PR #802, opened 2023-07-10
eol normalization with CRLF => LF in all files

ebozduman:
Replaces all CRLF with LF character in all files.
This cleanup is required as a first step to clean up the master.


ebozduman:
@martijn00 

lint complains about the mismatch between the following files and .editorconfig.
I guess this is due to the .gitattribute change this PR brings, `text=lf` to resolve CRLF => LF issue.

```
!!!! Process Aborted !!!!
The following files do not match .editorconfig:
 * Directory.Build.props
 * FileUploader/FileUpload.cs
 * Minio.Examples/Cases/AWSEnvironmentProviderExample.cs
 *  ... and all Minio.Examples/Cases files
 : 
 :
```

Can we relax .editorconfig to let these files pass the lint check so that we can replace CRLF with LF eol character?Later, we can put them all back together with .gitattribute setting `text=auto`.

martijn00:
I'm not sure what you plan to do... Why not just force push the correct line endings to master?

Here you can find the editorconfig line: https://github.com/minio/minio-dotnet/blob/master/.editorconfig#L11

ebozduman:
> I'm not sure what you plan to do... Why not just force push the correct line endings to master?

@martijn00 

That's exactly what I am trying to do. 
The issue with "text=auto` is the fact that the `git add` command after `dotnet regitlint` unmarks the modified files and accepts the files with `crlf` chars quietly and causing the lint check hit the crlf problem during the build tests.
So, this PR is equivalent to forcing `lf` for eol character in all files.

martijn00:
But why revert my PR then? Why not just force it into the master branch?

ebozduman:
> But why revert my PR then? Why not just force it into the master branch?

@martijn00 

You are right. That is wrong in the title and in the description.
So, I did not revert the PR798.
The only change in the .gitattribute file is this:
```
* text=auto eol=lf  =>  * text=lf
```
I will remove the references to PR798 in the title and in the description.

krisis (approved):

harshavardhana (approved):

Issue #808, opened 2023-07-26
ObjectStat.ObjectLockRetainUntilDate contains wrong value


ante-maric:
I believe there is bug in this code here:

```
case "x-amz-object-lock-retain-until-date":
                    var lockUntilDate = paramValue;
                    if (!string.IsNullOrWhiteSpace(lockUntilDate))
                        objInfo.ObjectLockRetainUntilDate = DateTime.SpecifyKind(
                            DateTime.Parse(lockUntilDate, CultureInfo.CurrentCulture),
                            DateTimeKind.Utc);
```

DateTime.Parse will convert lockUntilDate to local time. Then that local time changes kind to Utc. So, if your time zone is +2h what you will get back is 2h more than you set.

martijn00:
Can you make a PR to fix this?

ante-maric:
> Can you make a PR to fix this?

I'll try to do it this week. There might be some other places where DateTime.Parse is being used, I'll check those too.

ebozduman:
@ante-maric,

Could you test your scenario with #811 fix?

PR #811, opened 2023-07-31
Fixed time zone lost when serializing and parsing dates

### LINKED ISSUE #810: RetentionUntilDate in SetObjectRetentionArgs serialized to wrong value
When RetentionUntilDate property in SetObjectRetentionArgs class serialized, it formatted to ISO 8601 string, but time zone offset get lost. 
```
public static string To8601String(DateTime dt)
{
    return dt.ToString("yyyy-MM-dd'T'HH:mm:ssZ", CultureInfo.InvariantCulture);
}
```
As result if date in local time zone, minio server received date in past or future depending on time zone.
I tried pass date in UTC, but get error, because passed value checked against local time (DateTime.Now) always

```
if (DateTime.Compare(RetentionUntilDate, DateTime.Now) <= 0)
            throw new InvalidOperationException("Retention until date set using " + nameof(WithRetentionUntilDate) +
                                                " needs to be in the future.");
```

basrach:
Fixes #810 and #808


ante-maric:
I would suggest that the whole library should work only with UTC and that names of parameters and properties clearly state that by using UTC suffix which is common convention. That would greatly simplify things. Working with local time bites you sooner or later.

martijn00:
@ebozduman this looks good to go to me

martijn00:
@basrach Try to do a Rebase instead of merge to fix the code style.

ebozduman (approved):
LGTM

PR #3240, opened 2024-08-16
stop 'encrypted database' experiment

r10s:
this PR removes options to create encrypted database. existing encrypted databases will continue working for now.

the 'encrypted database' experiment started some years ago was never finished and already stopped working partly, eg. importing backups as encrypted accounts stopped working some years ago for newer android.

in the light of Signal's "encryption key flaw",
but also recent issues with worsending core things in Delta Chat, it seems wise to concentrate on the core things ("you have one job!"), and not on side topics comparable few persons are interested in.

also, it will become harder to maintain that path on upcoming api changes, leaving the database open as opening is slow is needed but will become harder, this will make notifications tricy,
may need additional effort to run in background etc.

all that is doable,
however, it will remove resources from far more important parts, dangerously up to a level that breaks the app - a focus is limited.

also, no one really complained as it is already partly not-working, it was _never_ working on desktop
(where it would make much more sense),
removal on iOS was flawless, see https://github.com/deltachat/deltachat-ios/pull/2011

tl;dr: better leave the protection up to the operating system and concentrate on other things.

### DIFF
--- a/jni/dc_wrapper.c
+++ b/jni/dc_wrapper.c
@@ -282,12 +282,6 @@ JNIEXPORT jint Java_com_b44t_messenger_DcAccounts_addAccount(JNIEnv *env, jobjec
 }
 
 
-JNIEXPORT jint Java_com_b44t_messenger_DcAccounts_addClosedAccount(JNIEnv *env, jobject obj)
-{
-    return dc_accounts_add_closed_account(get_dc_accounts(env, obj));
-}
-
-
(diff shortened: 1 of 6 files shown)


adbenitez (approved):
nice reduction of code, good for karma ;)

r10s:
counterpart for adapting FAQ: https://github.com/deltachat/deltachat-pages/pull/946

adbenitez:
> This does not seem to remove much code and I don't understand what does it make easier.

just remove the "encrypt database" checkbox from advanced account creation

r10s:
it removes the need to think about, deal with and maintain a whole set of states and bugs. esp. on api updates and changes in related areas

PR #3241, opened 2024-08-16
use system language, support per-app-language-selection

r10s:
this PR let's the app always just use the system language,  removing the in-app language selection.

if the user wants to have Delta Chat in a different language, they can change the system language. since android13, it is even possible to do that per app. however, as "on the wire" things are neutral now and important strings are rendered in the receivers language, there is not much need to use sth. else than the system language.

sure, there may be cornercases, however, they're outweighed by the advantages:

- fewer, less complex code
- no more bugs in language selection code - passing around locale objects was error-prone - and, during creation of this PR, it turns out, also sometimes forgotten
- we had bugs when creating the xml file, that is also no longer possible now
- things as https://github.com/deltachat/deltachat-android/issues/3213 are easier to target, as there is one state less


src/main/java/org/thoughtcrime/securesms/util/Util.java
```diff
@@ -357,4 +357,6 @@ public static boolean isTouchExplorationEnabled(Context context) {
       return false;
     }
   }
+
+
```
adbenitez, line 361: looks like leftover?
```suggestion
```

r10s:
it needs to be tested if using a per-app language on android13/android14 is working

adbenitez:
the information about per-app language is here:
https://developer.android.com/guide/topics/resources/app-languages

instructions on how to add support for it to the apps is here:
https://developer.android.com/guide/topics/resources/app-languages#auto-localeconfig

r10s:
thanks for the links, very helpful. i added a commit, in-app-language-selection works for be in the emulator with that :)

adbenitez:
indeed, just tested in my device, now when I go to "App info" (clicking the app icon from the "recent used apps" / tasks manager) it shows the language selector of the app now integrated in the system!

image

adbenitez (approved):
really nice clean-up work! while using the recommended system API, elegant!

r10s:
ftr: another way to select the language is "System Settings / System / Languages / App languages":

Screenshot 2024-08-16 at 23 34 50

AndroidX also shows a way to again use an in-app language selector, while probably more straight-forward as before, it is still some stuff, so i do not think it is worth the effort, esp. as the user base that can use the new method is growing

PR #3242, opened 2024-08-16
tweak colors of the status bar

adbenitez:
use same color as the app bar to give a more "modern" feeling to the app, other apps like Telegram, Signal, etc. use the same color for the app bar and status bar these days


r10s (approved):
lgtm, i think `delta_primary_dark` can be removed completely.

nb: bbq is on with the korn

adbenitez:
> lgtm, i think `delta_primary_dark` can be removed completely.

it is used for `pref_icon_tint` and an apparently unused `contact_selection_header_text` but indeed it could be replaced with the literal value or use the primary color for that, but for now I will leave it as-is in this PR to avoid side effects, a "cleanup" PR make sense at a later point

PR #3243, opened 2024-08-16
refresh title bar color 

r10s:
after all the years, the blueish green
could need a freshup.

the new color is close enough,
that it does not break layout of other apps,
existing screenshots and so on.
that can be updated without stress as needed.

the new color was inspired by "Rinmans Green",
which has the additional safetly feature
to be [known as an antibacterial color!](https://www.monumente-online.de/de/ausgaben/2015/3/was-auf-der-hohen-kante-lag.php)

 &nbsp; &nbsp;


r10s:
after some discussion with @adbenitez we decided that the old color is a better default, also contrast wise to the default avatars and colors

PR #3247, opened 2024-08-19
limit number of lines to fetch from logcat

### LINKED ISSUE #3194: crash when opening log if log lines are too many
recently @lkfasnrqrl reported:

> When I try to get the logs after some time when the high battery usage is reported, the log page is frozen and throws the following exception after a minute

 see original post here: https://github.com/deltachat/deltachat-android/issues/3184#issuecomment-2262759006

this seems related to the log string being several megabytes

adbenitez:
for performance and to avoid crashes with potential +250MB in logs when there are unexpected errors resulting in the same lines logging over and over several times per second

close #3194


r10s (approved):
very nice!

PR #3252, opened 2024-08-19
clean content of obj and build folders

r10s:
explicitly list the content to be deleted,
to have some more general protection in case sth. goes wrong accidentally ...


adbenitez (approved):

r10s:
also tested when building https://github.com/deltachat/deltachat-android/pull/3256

────────

Of the entries listed above, reproduce only the lines starting at the line containing "refresh title bar color" and ending at the line containing "that can be updated without stress as needed.". Include both, exactly as they stand.

_SOLVED PROBLEM_
refresh title bar color 

r10s:
after all the years, the blueish green
could need a freshup.

the new color is close enough,
that it does not break layout of other apps,
existing screenshots and so on.
that can be updated without stress as needed.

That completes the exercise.